Issue #596, opened 2024-07-02
Compute and plot feature loadings in ordination methods


theotimeee:
With @ElySeraidarian, we have been working on computing and plotting feature loadings for several ordination methods. Currently, we can compute and plot the feature loadings for 3 ordination methods: PCA, LDA and NMF. However, we are uncertain about the optimal way to implement this feature in mia (and possibly miaViz for the visualization part).

First, we are uncertain about the optimal way to store feature loadings after calculation. The calculation of feature loadings is different for all methods but they all result in a matrix (features in lines and latent vectors in columns).
Ideally, we would like to store the feature loadings at the same place for all ordination methods (e.g. `attr` or `metadata`) but it might be difficult. The ordination functions we use to compute feature loadings are not storing them at the same place at all.
For instance, when running` runPCA`, the feature loadings matrix is directly stored in attribute "rotation". 

Also, we are wondering if it would be best to create a generic wrapper for plotting. @antagomir suggested that we build specific functions for each method and then a generic wrapper that would recognize the type of arguments and call the relevant method.

I think it is important to mention that to visualize the `rowTree` as well as the feature loadings, we need to restrict the number of features so that the ordination plot remains readable. For that, we use `agglomerateByPrevalence` (which also agglomerate the rowTree thanks to https://github.com/microbiome/mia/pull/575)

theotimeee:
@TuomasBorman Do you have any suggestions or preferences regarding this?

TuomasBorman:
1.
Can you list all the methods that you are implementing? I believe NMF and LDA are not currently available from TreeSE/SingleCellExperiment ecosystem?

PCA --> scater::runPCA()
RDA --> mia::runRDA()/getRDA()

I think first task is to implement LDA and NMF (if they are not yet available). There should be both get* and add* methods available.

get* should output ordination including feature loadings in attribute, that might be the best solution. add* should add the ordination result to reducedDim slot.

2.

Wrapper for feature loadings was already discussed briefly here https://github.com/microbiome/miaViz/issues/92. Certainly there is a need for wrapper. That could take either TreeSE or feature loadings matrix as input.

[...]

PR #598, opened 2024-07-05
LDA ordination with feature loadings computation

theotimeee:
This PR adds two new methods `getLDA` and `addLDA` that perform Latent Dirichlet Allocation.

`getLDA` returns the ordination matrix with the feature loadings matrix stored as attribute.
`addLDA` adds this ordination matrix to `reducedDims` of the TreeSummarizedExperiment.

This PR is related to issue https://github.com/microbiome/mia/issues/596.


antagomir:
Great! I will be first looking fwd to comments from @TuomasBorman and then let's see if I have anything to add.

antagomir:
Conflicts to resolve?

R/runLDA.R
```diff
@@ -0,0 +1,75 @@
...
+#'
+#' These functions perform Latent Dirichlet Allocation on data stored in a 
+#'  \code{\link[TreeSummarizedExperiment:TreeSummarizedExperiment-class]{TreeSummarizedExperiment}}
+#'  object.
+#' 
+#' @param x a \code{\link[TreeSummarizedExperiment:TreeSummarizedExperiment-class]{TreeSummarizedExperiment}}
+#'  object.
+#'   
+#' @param k Integer, number of latent vectors/topics 
+#'   (By default: \code{k = 2}).
```
TuomasBorman: (Default: \code{2})

R/runLDA.R
```diff
@@ -0,0 +1,75 @@
...
+#' 
+#' @param name The name to be used to store the result in the reducedDims of the
+#'  output (By default: \code{name = "LDA"}).
+#' 
+#' @param ... optional arguments.
+#' 
+#' @return 
+#' For \code{getLDA}, the ordination matrix with feature loadings matrix
+#'  as attribute \code{'feature_loadings'}.
```
TuomasBorman: Consider just "loadings"

R/runLDA.R
TuomasBorman, line 1: The name of the file should reflect the functions (there is no runLDA function. Other files might be named like run* because names are relics)

R/runLDA.R
```diff
@@ -0,0 +1,75 @@
...
+        scores <- t(as.data.frame(posteriors$topics))
+        feature_loadings <- t(as.data.frame(posteriors$terms)) 
+        attr(scores, "feature_loadings") <- feature_loadings
+        return(scores)
+    }
+)
+
+#' @export
+#' @rdname addLDA
+setMethod("addLDA", "SummarizedExperiment",
```
TuomasBorman: What if user calls this function with SE? --> This does not work. You should update the function to first TreeSE if there is no reducedDim slot (SE does not have one)

R/runLDA.R
```diff
@@ -0,0 +1,75 @@
...
+    function(x, k=2, name = "LDA", ...){
+        reducedDim(x, name) <- t(getLDA(x, k, ...))
```
TuomasBorman: Similarly to internal function ".add_values_to_coldata", we could have ".add_values_to_reduceddim". That could

1. Check if the object is at least SCE. If not, update the object and give warning.
2. Add the result.

That way we could harmonize these functions

R/runLDA.R
```diff
@@ -0,0 +1,75 @@
...
+#' @rdname addLDA
+#' @export
+setGeneric("addLDA", signature = c("x"),
+           function(x, ...)
+             standardGeneric("addLDA"))
+
+#' @export
+#' @rdname addLDA
+setMethod("getLDA", "SummarizedExperiment",
+    function(x, k=2, ...){
```
TuomasBorman: Add assay.type parameter and input checks

R/runLDA.R
```diff
@@ -0,0 +1,75 @@
...
+        lda_model <- topicmodels::LDA(t(assay(x, "counts")), k)
```
TuomasBorman: This is another dependency. Because this function is not used that often, we could

1. Add this dependency to suggests
2. Add .require_package("topicmodels") in the beginning of this function.

R/runLDA.R
```diff
@@ -0,0 +1,75 @@
...
+        df <- as.data.frame(t(assay(x, "counts")))
```
TuomasBorman: You could do this line first and then just input this variable to line 58 (simplify)

R/runLDA.R
```diff
@@ -0,0 +1,75 @@
...
+        feature_loadings <- t(as.data.frame(posteriors$terms)) 
+        attr(scores, "feature_loadings") <- feature_loadings
+        return(scores)
+    }
+)
+
+#' @export
+#' @rdname addLDA
+setMethod("addLDA", "SummarizedExperiment",
+    function(x, k=2, name = "LDA", ...){
```
TuomasBorman: k=2 and name = "LDA"

--> k = 2 --> use similar coding style

TuomasBorman (changes requested):
Looks good. Even though the code is rather short, structure it by adding tests and comments

TuomasBorman:
Couple things to discuss:

1. LDA has features from both ordination and clustering methods, however, it is more clustering method. That should be taken into account in documentation.
2. As this is clustering method, should we add clusters to rowData/colData? In theory, LDA can be applied also to rows, which makes reducedDim not suitable for storing the result. (Instead of ordination methods, addCluster() should be used as an example)
3. And finally, should this be implemented in bluster package (the Bioconductor clustering package)? We could make a PR as we did last year https://github.com/LTLA/bluster/blob/master/R/DmmParam.R

antagomir:
Intuitively, reducedDim is a logical place given that this would be usually done for samples. But it could be in principle applied on both rows and columns. The function generates both feature matrix and feature loading matrix, both should be stored. 

LDA is a matrix decomposition method, and I would not recommend to link it with clustering so directly.

But it could in principle go to the bluster package. Not sure if they would approve but it could be asked by opening an issue. That might take more time, however.. therefore I would meanwhile proceed with implementing these in mia, and later we can move them elsewhere if necessary? LDA and NMF have clear uses, it would be useful to have them easily accessible.

TuomasBorman:
With these explanations, I am fine with mia implementation and reducedDim()

R/addLDA.R
```diff
@@ -0,0 +1,105 @@
...
+#'
+#' These functions perform Latent Dirichlet Allocation on data stored in a 
+#'  \code{\link[TreeSummarizedExperiment:TreeSummarizedExperiment-class]{TreeSummarizedExperiment}}
+#'  object.
+#' 
+#' @param x a \code{\link[TreeSummarizedExperiment:TreeSummarizedExperiment-class]{TreeSummarizedExperiment}}
+#'  object.
+#'   
+#' @param k Integer, number of latent vectors/topics 
+#'   (By default: \code{2}).
```
TuomasBorman: We are trying to harmonize these descriptions little bit. This could be:

Integer scalar. A number of latent vectors/topics. (Default: \code{2})

The type. Detailed description. Default value.

R/addLDA.R
```diff
@@ -0,0 +1,105 @@
...
+#' 
+#' @param name The name to be used to store the result in the reducedDims of the
+#'  output (By default: \code{name = "LDA"}).
```
TuomasBorman: This could be:

Character scalar. The name to be used to store the result in the reducedDims of the output. (Default: \code{"LDA"})

R/addLDA.R
```diff
@@ -0,0 +1,105 @@
...
+#'  
+#' @param assay.type a single \code{character} value for specifying which
+#'   assay to use for LDA ordination.
+#'
```
TuomasBorman: Character scalar. Specifies which assay to use for LDA ordination. (Default: \code{"counts"})

R/addLDA.R
```diff
@@ -0,0 +1,105 @@
...
+#' @rdname addLDA
+#' @export
+setGeneric("addLDA", signature = c("x"),
+           function(x, ...)
+             standardGeneric("addLDA"))
+
+#' @export
+#' @rdname addLDA
+setMethod("getLDA", "SummarizedExperiment",
+    function(x, k=2, assay.type = "counts", ...){
```
TuomasBorman: k = 2 instead of k=2 --> use similar coding-style (you have assay.type = "counts" already)

R/utils.R
```diff
@@ -349,6 +349,38 @@
...
+    # If the object is SE, convert it to TreeSE
+    if( !is(x, "SingleCellExperiment") ){
+        x <- as(x, "TreeSummarizedExperiment")
+        warning(
+            "SummarizedExperiment does not have reducedDims slot. ",
+            "Therefore, it is converted to TreeSummarizedExperiment.",
+            call. = FALSE)
+    }
+    # Throw warning if values of reducedDim are overwritten
+    if ( c(name) %in% names(reducedDims(x)) ){
```
TuomasBorman: c(name) --> name

R/utils.R
```diff
@@ -349,6 +349,38 @@
...
+        warning(
+          "The following values are already present in `reducedDims` and will ",
+          "be overwritten: '",
+          paste(name),
```
TuomasBorman: No need to use paste(), it should work without it (moreover, Bioc guidelines gives say that they should not be used inside warning/stop)

TuomasBorman (changes requested):
Minor things

tests/testthat/test-5addLDA.R
```diff
@@ -0,0 +1,40 @@
...
+  )
+  expect_error(
+    addLDA(GlobalPatterns, k = 2, assay.type = TRUE, name = "LDA")
+  )
+  expect_error(
+    addLDA(GlobalPatterns, k = 2, assay.type = "counts", name = 1)
+  )
+  expect_error(
+    addLDA(GlobalPatterns, k = 2, assay.type = "counts", name = TRUE)
+  )
```
TuomasBorman, line 51: Can you still add test that the calculated result is same with getLDA, addLDA and topicmodels::LDA?

R/addLDA.R
```diff
@@ -0,0 +1,105 @@
...
+#'  with feature loadings matrix as attribute \code{"loadings"}.
+#'  
+#' @name addLDA
+#' 
+#' @examples
+#' data(GlobalPatterns)
+#' 
+#' # Reduce the number of features 
+#' tse <- agglomerateByPrevalence(GlobalPatterns, rank="Phylum", prevalence=0.99, update.tree = TRUE)
+#'
```
TuomasBorman: tse <- GlobalPatterns

And then run aglomeratebyPrevalence

R/addLDA.R
```diff
@@ -0,0 +1,105 @@
...
+        if( !.is_an_integer(k) ){
+            stop("'k' must be an integer.", call. = FALSE)
+        }
+        if( !.is_a_string(assay.type) ){
+            stop("'assay.type' must be a non-empty single character value.",
+              call. = FALSE)
+        }
+        df <- as.data.frame(t(assay(x, assay.type)))
+        # Estimate LDA model using VEM algorithm
+        lda_model <- topicmodels::LDA(df, k)
```
TuomasBorman: Pass ... so that user can choose the method and control parameters of topicmodels::LDA

R/addLDA.R
```diff
@@ -0,0 +1,105 @@
...
+#' @param k Integer scalar. A number of latent vectors/topics. 
+#'  (Default: \code{2})
+#' 
+#' @param name Character scalar. The name to be used to store the result in the
+#'  reducedDims of the output. (Default: \code{"LDA"})
+#'  
+#' @param assay.type Character scalar. Specifies which assay to use for LDA 
+#'  ordination. (Default: \code{"counts"})
+#' 
+#' @param ... optional arguments.
```
TuomasBorman: In details section say clearly that topicsmodel::LDA is used

Here say that additional parameters are passed to that function

R/addLDA.R
```diff
@@ -0,0 +1,105 @@
...
+        }
+        df <- as.data.frame(t(assay(x, assay.type)))
+        # Estimate LDA model using VEM algorithm
+        lda_model <- topicmodels::LDA(df, k)
+        # Calculate scores and loadings
+        posteriors <- topicmodels::posterior(lda_model, df)
+        scores <- t(as.data.frame(posteriors$topics))
+        loadings <- t(as.data.frame(posteriors$terms)) 
+        # Add loadings as attribute of the scores matrix
+        attr(scores, "loadings") <- loadings
```
TuomasBorman, line 116: You could also add the model to attributes

TuomasBorman:
Usually, the number of topics "k" is determined by iterating over several numbers. The best fit is evaluated with coherence and perplexity metrics.

Should k be a vector of values so that the function iterates over them calculating LDA for all different number of topics? The function could evaluate the goodness of fit and then return the best model. The function could also return a table which tells the metrics for each k value (that could be then easily plotted). 

@antagomir

antagomir:
Ok to me to add that. 

However, if it feels a lot to add now, I would focus on finalizing the present one (with a single fixed k) first, and then adding that multi-k optimization as a separate PR.

R/addLDA.R
TuomasBorman: btw does

agglomerateByPrevalence(tse, rank="Phylum")

That would be more simple

TuomasBorman:
That would require something like this


```
addLDA <- function(eval.metric = "perplexity"){
    if(eval.metric == "coherence" && !require("topicdoc") ){
        stop("'topicmodel' package must be installed in order to calculate coherence.")
    }
    models <- lapply(k, function(x){
        LDA(k = x)
    }
    
    metric <- .calc_metrics(models)
    
    # Get the model with lowest eval.metric (dfault value perplexity).
    
    # Get scores
    # Add loadings, model, and metrics data.frame to attributes

}

.calc_metrics <- function(x){
    # Loop through models
    # Calculate perplexity with topicmodels
    # Calculate coherence (I believe you have to use topicdoc package). Calculate it if that package is available
    # Create df from both metrics
}
```

tests/testthat/test-5addLDA.R
theotimeee: I added tests but there is an average diff of 7*10**(-5) that comes from adding the result to reducedDims I think, so I put a tolerance level of 10**(-4)

R/utils.R
```diff
@@ -349,6 +349,38 @@
...
 }
+
+# This function can be used to add values to reducedDims
+.add_values_to_reducedDims <- function(x, values, name, ...){
+    # Check values
+    if( !((is(values, "matrix") && length(values) > 0)) ){
+        stop("'values' must be a matrix.", call. = FALSE)
+    }
+    # Check names
+    if( !is.character(name) && length(name) > 1L ){
```
TuomasBorman: Use .is_a_string()

R/addLDA.R
```diff
@@ -0,0 +1,113 @@
+#' Latent Dirichlet Allocation
+#'
+#' These functions perform Latent Dirichlet Allocation on data stored in a 
+#'  \code{\link[TreeSummarizedExperiment:TreeSummarizedExperiment-class]{TreeSummarizedExperiment}}
+#'  object.
+#' 
+#' @param x a \code{\link[TreeSummarizedExperiment:TreeSummarizedExperiment-class]{TreeSummarizedExperiment}}
+#'  object.
+#'   
+#' @param k Integer scalar. A number of latent vectors/topics.
```
TuomasBorman: Looks good. Can you still put the class inside  \code{] to make it nicer. --> \code{Integer scalar} (Check other also)

R/addLDA.R
```diff
@@ -0,0 +1,113 @@
...
+    function(x, k = 2, assay.type = "counts", ...){
+        .require_package("topicmodels")
+        # Input checks
+        if( !.is_an_integer(k) ){
+            stop("'k' must be an integer.", call. = FALSE)
+        }
+        if( !.is_a_string(assay.type) ){
+            stop("'assay.type' must be a non-empty single character value.",
+              call. = FALSE)
+        }
```
TuomasBorman: Intead, use .check_assay_present which also checks that the assay is available

TuomasBorman (changes requested):

TuomasBorman:
NMF would go with this same template I think. However, there k (rank) can be numeric vector and the function finds optimal k by itself

TuomasBorman:
For LDA we could have another PR for multiple k values, if you are not able to implement it now

The idea was this:


```
data("GlobalPatterns")
tse <- GlobalPatterns
tse <- agglomerateByPrevalence(tse, rank="Phylum")

eval.metric <- "perplexity"
k <- c(2, 3, 4, 5, 6, 7, 8, 9, 10)
k <- 5
assay.type <- "counts"

mat <- assay(tse, assay.type)

df <- as.data.frame(t(mat))




if( eval.metric == "coherence" ){
    .require_package("topicdoc")
}

models <- lapply(k, function(i){
    topicmodels::LDA(df, i)
})

metrics <- .calculate_lda_metrics(models, k)

lda_model <- models[[ which.max(metrics[[eval.metric]]) ]]

posteriors <- topicmodels::posterior(lda_model, df)
scores <- t(as.data.frame(posteriors$topics))
attr(scores, "loadings") <- loadings
attr(scores, "model") <- lda_model
attr(scores, "eval_metric") <- metrics 

.calculate_lda_metrics <- function(models, k){
    metrics <- lapply(models, function(model){
        res <- topicmodels::perplexity(model)
        names(res) <- "perplexity"
        if( require("topicdoc") ){
            coherence <- topicdoc::topic_coherence(model, df)
            names(coherence) <- paste0("coherence_", seq_len(length(coherence)))
            coherence <- c(coherence, coherence_mean = mean(coherence))
            res <- c(res, coherence)
        }
        return(res)
    })
    metrics <- as.data.frame( dplyr::bind_rows(metrics) )
    metrics[["k"]] <- k
    return(metrics)
}

#################################
df <- attr(scores, "eval_metric")

library(ggplot2)

ggplot(df) +
    geom_point(aes(x = k, y = perplexity), color = "red")
ggplot(df) +
    geom_point(aes(x = k, y = mean_coherence), color = "blue")


```

R/utils.R
```diff
@@ -349,6 +349,38 @@
...
+    }
+    # Throw warning if values of reducedDim are overwritten
+    if ( name %in% names(reducedDims(x)) ){
+        warning(
+          "The following values are already present in `reducedDims` and will ",
+          "be overwritten: '",
+          name,
+          "'. Consider using the 'name' argument to specify alternative ",
+          "names.", call. = FALSE)
+    }
```
TuomasBorman: Indentation is off

TuomasBorman (changes requested):
Is this PR ready? If the modification on multiple k values do not come to this PR, I think this is good to go

R/utils.R
theotimeee: I fixed the indentation and modified the input check to allow dist objects as well as matrices.

TuomasBorman (approved):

# # #

__TASK GOAL__. Single out each line of the records above with the string "color" in it, and copy it.

__ANSWER TO THE PROBLEM__.
    geom_point(aes(x = k, y = perplexity), color = "red")
    geom_point(aes(x = k, y = mean_coherence), color = "blue")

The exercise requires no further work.